- Exercise objective
Look through the records, and wherever the string "stored" turns up, copy out that line.

- Exercise input

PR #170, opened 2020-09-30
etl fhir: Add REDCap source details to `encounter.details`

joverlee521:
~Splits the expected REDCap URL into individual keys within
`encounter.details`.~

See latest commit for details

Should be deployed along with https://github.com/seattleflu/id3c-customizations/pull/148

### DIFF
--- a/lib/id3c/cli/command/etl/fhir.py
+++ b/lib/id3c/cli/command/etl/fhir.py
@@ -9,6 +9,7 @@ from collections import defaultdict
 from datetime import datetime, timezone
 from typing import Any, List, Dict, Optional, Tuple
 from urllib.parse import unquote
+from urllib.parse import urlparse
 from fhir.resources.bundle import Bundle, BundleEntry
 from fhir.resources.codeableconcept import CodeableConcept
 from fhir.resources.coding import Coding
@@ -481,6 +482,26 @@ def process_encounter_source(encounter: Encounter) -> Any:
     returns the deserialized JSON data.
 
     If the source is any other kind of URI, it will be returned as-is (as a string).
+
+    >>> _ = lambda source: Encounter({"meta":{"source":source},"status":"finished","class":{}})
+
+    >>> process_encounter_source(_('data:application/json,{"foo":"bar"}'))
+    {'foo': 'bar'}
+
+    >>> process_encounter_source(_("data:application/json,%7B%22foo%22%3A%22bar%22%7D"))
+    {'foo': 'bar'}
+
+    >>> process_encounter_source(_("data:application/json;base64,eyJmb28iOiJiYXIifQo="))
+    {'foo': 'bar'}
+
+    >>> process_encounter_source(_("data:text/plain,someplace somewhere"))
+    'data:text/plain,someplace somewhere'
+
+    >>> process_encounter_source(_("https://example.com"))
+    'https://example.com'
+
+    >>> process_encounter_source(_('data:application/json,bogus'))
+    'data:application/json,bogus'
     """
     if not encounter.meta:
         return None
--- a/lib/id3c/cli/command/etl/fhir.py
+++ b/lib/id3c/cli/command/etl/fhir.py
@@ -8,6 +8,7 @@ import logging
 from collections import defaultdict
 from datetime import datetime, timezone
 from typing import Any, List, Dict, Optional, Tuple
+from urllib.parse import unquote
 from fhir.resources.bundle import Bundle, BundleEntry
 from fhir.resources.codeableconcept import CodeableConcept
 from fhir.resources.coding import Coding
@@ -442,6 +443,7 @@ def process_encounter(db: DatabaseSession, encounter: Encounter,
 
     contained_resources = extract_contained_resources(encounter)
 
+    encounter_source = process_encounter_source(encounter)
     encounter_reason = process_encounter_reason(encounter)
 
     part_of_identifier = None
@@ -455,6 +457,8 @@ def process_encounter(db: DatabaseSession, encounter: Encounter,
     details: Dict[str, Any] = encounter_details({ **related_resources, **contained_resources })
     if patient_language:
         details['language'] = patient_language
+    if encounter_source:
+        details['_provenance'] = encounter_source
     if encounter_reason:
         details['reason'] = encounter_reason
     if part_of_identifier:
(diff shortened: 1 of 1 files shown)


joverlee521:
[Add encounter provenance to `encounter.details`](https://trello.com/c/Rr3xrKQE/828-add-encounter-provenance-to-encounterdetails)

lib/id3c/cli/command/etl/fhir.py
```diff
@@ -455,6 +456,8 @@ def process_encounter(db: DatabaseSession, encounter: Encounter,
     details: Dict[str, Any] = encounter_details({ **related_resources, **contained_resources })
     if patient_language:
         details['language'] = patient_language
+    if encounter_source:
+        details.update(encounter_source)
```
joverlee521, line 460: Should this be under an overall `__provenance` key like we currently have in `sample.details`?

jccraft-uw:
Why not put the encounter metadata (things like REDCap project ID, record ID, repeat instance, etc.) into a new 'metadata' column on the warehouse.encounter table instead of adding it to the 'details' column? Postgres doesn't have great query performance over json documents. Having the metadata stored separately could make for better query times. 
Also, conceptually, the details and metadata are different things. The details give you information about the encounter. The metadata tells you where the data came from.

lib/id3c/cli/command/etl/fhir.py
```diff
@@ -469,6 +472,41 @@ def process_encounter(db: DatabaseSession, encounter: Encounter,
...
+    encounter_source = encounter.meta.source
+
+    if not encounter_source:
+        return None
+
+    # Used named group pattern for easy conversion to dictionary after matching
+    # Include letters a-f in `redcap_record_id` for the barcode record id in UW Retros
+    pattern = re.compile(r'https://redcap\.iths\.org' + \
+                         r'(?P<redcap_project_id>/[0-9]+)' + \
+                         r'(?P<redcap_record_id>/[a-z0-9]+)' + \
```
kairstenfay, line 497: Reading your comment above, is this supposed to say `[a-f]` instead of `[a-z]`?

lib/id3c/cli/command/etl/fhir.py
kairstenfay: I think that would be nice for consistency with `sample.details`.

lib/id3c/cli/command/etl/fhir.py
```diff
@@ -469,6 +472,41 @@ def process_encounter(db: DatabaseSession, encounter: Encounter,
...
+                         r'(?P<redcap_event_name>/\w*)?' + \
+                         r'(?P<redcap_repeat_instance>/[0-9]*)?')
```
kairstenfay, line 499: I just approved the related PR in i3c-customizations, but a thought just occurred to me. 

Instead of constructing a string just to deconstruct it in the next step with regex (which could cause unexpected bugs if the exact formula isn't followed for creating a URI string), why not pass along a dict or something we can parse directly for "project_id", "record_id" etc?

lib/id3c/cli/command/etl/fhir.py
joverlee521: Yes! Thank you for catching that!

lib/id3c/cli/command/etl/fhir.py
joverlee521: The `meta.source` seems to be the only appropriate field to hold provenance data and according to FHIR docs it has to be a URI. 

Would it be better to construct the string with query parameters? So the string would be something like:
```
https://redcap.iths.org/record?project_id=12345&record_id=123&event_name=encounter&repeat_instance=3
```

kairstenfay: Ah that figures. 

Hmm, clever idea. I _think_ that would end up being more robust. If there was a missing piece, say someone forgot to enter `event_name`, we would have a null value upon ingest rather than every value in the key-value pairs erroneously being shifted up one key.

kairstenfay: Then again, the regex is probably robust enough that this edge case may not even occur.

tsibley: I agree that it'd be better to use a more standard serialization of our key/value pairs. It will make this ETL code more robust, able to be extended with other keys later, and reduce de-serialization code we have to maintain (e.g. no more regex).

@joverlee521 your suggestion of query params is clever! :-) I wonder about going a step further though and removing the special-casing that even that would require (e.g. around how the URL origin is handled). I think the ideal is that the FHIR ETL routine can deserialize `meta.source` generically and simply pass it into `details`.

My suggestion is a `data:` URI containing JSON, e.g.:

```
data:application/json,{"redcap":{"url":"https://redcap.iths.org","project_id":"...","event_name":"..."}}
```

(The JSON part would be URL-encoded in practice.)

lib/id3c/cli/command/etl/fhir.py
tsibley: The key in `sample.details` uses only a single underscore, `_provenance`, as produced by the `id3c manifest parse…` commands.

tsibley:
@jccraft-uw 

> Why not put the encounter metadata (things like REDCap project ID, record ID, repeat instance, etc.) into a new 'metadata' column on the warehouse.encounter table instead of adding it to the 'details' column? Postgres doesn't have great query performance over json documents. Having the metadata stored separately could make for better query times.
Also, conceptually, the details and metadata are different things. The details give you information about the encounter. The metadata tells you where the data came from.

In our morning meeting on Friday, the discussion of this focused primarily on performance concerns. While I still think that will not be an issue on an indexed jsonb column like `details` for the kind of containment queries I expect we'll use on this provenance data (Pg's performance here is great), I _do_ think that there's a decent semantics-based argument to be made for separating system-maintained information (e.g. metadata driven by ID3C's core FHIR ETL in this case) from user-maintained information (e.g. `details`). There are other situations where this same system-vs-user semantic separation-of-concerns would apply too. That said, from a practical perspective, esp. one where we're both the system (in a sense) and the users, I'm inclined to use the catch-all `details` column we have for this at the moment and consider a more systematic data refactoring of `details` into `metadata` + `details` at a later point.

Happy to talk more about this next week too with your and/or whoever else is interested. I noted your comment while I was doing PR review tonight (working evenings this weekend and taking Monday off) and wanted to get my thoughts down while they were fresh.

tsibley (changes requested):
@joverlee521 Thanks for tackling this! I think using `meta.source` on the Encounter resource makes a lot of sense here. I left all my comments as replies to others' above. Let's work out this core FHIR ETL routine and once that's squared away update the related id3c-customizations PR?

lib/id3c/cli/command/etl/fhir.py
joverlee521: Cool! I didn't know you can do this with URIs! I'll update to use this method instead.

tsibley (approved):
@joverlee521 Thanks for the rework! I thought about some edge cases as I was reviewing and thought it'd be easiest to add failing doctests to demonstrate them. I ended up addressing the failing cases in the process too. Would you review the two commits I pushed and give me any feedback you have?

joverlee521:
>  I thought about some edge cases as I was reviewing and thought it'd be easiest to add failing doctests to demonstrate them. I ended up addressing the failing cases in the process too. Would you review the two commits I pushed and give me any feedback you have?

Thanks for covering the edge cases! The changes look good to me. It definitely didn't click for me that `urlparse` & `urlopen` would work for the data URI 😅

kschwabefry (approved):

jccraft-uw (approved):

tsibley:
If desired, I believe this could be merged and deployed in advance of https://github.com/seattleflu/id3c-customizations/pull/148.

- Output below
Why not put the encounter metadata (things like REDCap project ID, record ID, repeat instance, etc.) into a new 'metadata' column on the warehouse.encounter table instead of adding it to the 'details' column? Postgres doesn't have great query performance over json documents. Having the metadata stored separately could make for better query times. 
> Why not put the encounter metadata (things like REDCap project ID, record ID, repeat instance, etc.) into a new 'metadata' column on the warehouse.encounter table instead of adding it to the 'details' column? Postgres doesn't have great query performance over json documents. Having the metadata stored separately could make for better query times.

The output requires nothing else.